Wednesday, March 27, 2013

Stockton, California bankruptcy eligibility trial begins

By Jim Christie

SACRAMENTO, California (Reuters) - Lawyers for Stockton and its creditors kicked off a courtroom battle on Monday over whether the California city is eligible for bankruptcy protection to force its bondholders to swallow losses while leaving pensions intact.

The closely-watched case has broad implications for other local governments seeking protection in bankruptcy court from creditors and for struggling municipalities that may pursue a similar path.

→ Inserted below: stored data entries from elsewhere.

PR #2032, opened 2024-07-27
Update meson.build

tfemby:
This is a minor thing but when running `labwc --version` on the git version of labwc, I'm currently getting `labwc 0.7.3-52-g750d37b-dirty`.

I think that with the 0.7.4 release, changing meson.build was missed on the main branch. It seems that the 0.7.4 tag has the correct version numbering. Upon applying this commit, the output of `labwc --version` is now `labwc 0.7.4`.

### DIFF
--- a/meson.build
+++ b/meson.build
@@ -1,7 +1,7 @@
 project(
   'labwc',
   'c',
-  version: '0.7.3',
+  version: '0.7.4',
   license: 'GPL-2.0-only',
   meson_version: '>=0.59.0',
   default_options: [


stefonarch:
I wondered where the dirty came from, but here I see it only when I apply a patch manually, otherwise I get `labwc 0.7.3-50-ga7024dd`.

ahesford:
What you're seeing is the output of `git describe`, and it means this was built on a branch that is 52 commits ahead of the 0.7.3 tag. The 0.7.4 tag is not on the master branch; it is on the v0.7 branch maintained for cutting stable releases against wlroots 0.17 until we decide to tag a release against wlroots 0.18. The "dirty" means you've included some uncommitted changes.

Updating the meson project will not fix the reported version you're seeing.

tfemby:
> I wonder where the `-dirty` comes from, but here I see it only when I apply a patch manually, otherwise I get `labwc 0.7.3-50-ga7024dd`.

Pretty much what's happening with my situation. I'm building on gentoo using an overlay which has a patch for doc installation path so it adheres with gentoo guidelines. Said patch isn't my work but if you're curious, [here it is](https://github.com/bsd-ac/wayland-desktop/blob/master/gui-wm/labwc/files/labwc-0.7.4-meson_doc_path.patch).



> What you're seeing is the output of `git describe`, and it means this was built on a branch that is 52 commits ahead of the 0.7.3 tag. The 0.7.4 tag is not on the master branch; it is on the v0.7 branch maintained for cutting stable releases against wlroots 0.17 until we decide to tag a release against wlroots 0.18. The "dirty" means you've included some uncommitted changes.
> 
> Updating the meson project will not fix the reported version you're seeing.

I wasn't completely aware and I appreciate the explainer. Since what I submitted won't achieve the desired outcome, shall I close the PR?

Consolatis:
I think wlroots uses a `-dev` suffix for the version number and then drops it when tagging. So we could use `0.8.0-dev` in meson.build (but that won't help with git describe as mentioned above).

What you could do however is doing something like this:
```diff
diff --git a/meson.build b/meson.build
index 267b91b3..28453da3 100644
--- a/meson.build
+++ b/meson.build
@@ -1,7 +1,7 @@
 project(
   'labwc',
   'c',
-  version: '0.7.3',
+  version: '0.8.0-dev',
   license: 'GPL-2.0-only',
   meson_version: '>=0.59.0',
   default_options: [
@@ -43,7 +43,7 @@ git = find_program('git', native: true, required: false)
 if git.found()
   git_commit = run_command([git, 'describe', '--dirty'], check: false)
   if git_commit.returncode() == 0
-    version = '"@0@"'.format(git_commit.stdout().strip())
+    version = '"@0@ (@1@)"'.format(meson.project_version(), git_commit.stdout().strip())
   endif
 endif
 add_project_arguments('-DLABWC_VERSION=@0@'.format(version), language: 'c')
```

tfemby:
> I think wlroots uses a `-dev` suffix for the version number and then drops it when tagging. So we could use `0.8.0-dev` in meson.build (but that won't help with git describe as mentioned above).

That's what I see when building lab. Meson finds (for example) `wlroots-0.8.0-dev`.

> What we could do however is something like this:
> 
> ```diff
> diff --git a/meson.build b/meson.build
> index 267b91b3..28453da3 100644
> --- a/meson.build
> +++ b/meson.build
> @@ -1,7 +1,7 @@
>  project(
>    'labwc',
>    'c',
> -  version: '0.7.3',
> +  version: '0.8.0-dev',
>    license: 'GPL-2.0-only',
>    meson_version: '>=0.59.0',
>    default_options: [
> @@ -43,7 +43,7 @@ git = find_program('git', native: true, required: false)
>  if git.found()
>    git_commit = run_command([git, 'describe', '--dirty'], check: false)
>    if git_commit.returncode() == 0
> -    version = '"@0@"'.format(git_commit.stdout().strip())
> +    version = '"@0@ (@1@)"'.format(meson.project_version(), git_commit.stdout().strip())
>    endif
>  endif
>  add_project_arguments('-DLABWC_VERSION=@0@'.format(version), language: 'c')
> ```
> 
> which results in `labwc 0.8.0-dev (0.7.3-56-g7489bff9-dirty)` (on some feature branch of mine)

I actually do like this solution because it pretty clearly shows what build you're using.

It doesn't exactly solve the issue as you said but it does solve the overall issue in showing clarity when running `labwc --version`. Should I add your suggestions to the PR or just amend this locally when testing stuff and close the PR?

Consolatis:
> It doesn't exactly solve the issue as you said but it does solve the overall issue in showing clarity when running `labwc --version`. Should I add your suggestions to the PR or just amend this locally when testing stuff and close the PR?

Feel free to add the suggestion to this PR. No objections from my side to apply those changes but maybe the other devs see it differently.

CC @ahesford @tokyo4j @johanmalm @jlindgren90

johanmalm:
I'm not keen on this because it adds complexity to the release process (which I find takes focus to get right as it is already) and also adds commit noise... for no discernable (to me) benefit.

tfemby:
> I'm not keen on this because it adds complexity to the release process (which I find takes focus to get right as it is already) and also adds commit noise... for no discernable (to me) benefit.

I think that ease of maintenance is a valid enough reason to close this. Thank you everybody for explaining this to me and I'll just apply this locally when testing :)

The outcome in the case of Stockton, the biggest U.S. city to declare bankruptcy, also is an important test case for the $3.7 trillion U.S. municipal debt market, which provides financing for various public capital projects, from school construction to sidewalk repairs.

Unlike in corporate bankruptcies when all debt holders absorb some losses, bondholders in major municipal bankruptcies consistently have been repaid all of their principal since at least the 1930s.

Now Stockton and at least two others municipalities are challenging that premise: Jefferson County in Alabama and San Bernardino, California, also expect to ask bondholders to take losses in their bankruptcies.

The Stockton hearing is expected to last most of this week.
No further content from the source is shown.